**Problem**. Can you restate the lines of the entries below, word for word, from the first one through the line that includes "Jiwoon-Kim: Perhaps it"?

**Input records**.
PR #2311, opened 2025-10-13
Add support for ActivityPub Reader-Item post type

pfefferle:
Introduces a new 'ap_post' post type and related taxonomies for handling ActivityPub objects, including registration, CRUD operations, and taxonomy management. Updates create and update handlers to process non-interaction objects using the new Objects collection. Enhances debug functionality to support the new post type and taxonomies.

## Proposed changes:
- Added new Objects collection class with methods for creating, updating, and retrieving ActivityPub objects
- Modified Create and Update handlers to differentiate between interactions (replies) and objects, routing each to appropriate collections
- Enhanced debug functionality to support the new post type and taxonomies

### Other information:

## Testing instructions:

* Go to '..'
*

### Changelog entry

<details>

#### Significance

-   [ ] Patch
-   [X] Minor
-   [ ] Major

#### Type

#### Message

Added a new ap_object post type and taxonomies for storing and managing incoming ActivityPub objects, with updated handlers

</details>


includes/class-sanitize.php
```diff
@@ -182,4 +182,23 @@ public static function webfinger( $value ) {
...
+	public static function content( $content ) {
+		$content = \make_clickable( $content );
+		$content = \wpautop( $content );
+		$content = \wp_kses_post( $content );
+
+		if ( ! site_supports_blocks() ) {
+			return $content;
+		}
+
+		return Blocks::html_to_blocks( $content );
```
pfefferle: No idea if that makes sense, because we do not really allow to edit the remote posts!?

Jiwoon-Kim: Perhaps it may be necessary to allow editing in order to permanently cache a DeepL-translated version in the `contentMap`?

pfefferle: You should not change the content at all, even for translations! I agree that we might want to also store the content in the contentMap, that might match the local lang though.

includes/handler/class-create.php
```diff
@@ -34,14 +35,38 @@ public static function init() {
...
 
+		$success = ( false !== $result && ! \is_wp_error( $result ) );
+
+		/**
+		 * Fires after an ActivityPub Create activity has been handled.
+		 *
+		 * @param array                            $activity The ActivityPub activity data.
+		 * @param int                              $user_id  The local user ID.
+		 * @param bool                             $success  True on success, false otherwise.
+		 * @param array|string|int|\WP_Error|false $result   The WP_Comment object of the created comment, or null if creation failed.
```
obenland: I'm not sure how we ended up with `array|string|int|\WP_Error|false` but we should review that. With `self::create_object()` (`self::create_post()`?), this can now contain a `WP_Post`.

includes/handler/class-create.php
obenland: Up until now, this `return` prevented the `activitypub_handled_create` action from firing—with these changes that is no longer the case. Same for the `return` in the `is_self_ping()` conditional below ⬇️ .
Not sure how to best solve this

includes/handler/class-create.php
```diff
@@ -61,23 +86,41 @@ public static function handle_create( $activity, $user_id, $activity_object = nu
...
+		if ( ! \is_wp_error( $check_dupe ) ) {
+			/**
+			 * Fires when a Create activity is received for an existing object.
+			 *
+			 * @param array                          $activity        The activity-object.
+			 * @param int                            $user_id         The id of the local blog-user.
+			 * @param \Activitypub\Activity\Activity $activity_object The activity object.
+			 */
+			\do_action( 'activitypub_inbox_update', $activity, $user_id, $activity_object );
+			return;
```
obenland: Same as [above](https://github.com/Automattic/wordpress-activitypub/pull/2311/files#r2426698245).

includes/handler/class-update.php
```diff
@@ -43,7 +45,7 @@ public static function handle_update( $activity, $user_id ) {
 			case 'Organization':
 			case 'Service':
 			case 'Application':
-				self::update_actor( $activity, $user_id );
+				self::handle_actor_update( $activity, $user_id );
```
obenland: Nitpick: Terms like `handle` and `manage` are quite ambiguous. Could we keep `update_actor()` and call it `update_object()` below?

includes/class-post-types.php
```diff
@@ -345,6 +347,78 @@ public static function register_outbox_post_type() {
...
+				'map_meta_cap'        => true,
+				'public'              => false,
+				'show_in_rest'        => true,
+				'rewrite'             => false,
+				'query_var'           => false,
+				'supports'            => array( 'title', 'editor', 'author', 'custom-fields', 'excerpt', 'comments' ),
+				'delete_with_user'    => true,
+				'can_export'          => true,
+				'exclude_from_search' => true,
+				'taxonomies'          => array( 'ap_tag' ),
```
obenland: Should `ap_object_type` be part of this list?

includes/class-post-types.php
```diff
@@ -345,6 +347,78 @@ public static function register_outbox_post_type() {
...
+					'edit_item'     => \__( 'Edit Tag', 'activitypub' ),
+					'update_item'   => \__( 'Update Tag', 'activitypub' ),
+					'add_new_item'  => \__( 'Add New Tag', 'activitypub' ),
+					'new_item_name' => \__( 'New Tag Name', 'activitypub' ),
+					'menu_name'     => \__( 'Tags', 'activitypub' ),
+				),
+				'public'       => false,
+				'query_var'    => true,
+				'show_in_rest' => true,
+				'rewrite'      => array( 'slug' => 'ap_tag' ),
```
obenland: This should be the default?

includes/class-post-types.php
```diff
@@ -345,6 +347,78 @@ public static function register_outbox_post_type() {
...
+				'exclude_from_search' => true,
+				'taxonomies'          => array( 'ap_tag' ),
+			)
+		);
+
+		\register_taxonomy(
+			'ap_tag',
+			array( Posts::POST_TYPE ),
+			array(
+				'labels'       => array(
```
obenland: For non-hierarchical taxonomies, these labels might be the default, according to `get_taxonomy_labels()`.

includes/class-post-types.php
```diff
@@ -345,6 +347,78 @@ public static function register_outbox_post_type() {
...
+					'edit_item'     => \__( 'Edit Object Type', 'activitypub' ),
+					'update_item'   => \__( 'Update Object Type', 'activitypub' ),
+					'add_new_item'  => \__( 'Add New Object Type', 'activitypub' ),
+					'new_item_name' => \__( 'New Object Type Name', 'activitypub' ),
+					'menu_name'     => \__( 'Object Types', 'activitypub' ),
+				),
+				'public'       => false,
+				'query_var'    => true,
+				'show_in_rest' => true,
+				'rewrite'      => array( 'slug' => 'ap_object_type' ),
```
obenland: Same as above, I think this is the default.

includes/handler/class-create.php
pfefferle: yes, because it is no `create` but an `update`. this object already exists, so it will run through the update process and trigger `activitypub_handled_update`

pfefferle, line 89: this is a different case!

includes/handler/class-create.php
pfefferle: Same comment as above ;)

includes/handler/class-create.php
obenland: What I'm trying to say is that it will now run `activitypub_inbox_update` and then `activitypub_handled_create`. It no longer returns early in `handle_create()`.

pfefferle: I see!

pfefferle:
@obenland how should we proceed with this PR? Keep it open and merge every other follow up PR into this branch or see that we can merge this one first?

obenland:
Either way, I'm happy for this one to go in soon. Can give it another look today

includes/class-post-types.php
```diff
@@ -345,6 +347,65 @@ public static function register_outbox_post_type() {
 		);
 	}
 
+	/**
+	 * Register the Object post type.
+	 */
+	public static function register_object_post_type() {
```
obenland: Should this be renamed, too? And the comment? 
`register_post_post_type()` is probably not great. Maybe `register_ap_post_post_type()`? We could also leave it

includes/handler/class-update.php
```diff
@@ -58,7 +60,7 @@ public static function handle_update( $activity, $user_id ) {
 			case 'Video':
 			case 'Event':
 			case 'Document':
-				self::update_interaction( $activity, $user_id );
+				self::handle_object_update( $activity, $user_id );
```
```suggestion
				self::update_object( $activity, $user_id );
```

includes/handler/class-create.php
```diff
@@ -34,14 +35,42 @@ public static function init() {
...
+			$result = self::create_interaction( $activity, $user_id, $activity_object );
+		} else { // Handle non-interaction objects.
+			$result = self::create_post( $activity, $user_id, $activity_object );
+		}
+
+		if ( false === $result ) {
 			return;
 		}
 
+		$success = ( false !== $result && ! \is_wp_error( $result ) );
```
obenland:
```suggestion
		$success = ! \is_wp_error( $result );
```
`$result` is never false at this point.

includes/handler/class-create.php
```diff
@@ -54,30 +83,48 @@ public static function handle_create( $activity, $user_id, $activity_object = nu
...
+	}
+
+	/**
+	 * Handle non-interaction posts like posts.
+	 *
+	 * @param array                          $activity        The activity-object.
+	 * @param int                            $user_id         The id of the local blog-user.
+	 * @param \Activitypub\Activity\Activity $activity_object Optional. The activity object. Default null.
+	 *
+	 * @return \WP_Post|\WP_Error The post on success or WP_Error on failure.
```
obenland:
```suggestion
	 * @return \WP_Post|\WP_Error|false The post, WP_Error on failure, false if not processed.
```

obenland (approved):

**Your solution**.
PR #2311, opened 2025-10-13
Add support for ActivityPub Reader-Item post type

pfefferle:
Introduces a new 'ap_post' post type and related taxonomies for handling ActivityPub objects, including registration, CRUD operations, and taxonomy management. Updates create and update handlers to process non-interaction objects using the new Objects collection. Enhances debug functionality to support the new post type and taxonomies.

## Proposed changes:
- Added new Objects collection class with methods for creating, updating, and retrieving ActivityPub objects
- Modified Create and Update handlers to differentiate between interactions (replies) and objects, routing each to appropriate collections
- Enhanced debug functionality to support the new post type and taxonomies

### Other information:

## Testing instructions:

* Go to '..'
*

### Changelog entry

<details>

#### Significance

-   [ ] Patch
-   [X] Minor
-   [ ] Major

#### Type

#### Message

Added a new ap_object post type and taxonomies for storing and managing incoming ActivityPub objects, with updated handlers

</details>


includes/class-sanitize.php
```diff
@@ -182,4 +182,23 @@ public static function webfinger( $value ) {
...
+	public static function content( $content ) {
+		$content = \make_clickable( $content );
+		$content = \wpautop( $content );
+		$content = \wp_kses_post( $content );
+
+		if ( ! site_supports_blocks() ) {
+			return $content;
+		}
+
+		return Blocks::html_to_blocks( $content );
```
pfefferle: No idea if that makes sense, because we do not really allow to edit the remote posts!?

Jiwoon-Kim: Perhaps it may be necessary to allow editing in order to permanently cache a DeepL-translated version in the `contentMap`?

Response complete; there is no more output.